§ Records for this exercise
Issue #5481, opened 2017-10-18
Can't access feature_filter createFilter as stand-alone function anymore


lamuertepeluda:
## Motivation

I was using the wonderful filter library also outside the map context. Not so long ago[ it was a standalone repository](https://github.com/mapbox/feature-filter) that was recently merged into this repository. 

However, **before** mapbox 0.41

`import createFilter from 'mapbox-gl/src/style-spec/feature_filter';`

According to this [README](https://github.com/mapbox/mapbox-gl-js/blob/master/src/style-spec/feature_filter/README.md) you could then use createFilter to create wonderful GeoJSON property filters that exploit that clever style-spec of yours.

I did it and everything fine! 😃 🌈 

**But since** mapbox **0.41**... 😭 🌧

§ About this exercise
Only the line that contains "However, **before** mapbox 0.41" and the lines after it, through the end of the data above, are to be repeated exactly.

§ Written reply
However, **before** mapbox 0.41

`import createFilter from 'mapbox-gl/src/style-spec/feature_filter';`

According to this [README](https://github.com/mapbox/mapbox-gl-js/blob/master/src/style-spec/feature_filter/README.md) you could then use createFilter to create wonderful GeoJSON property filters that exploit that clever style-spec of yours.

I did it and everything fine! 😃 🌈 

**But since** mapbox **0.41**... 😭 🌧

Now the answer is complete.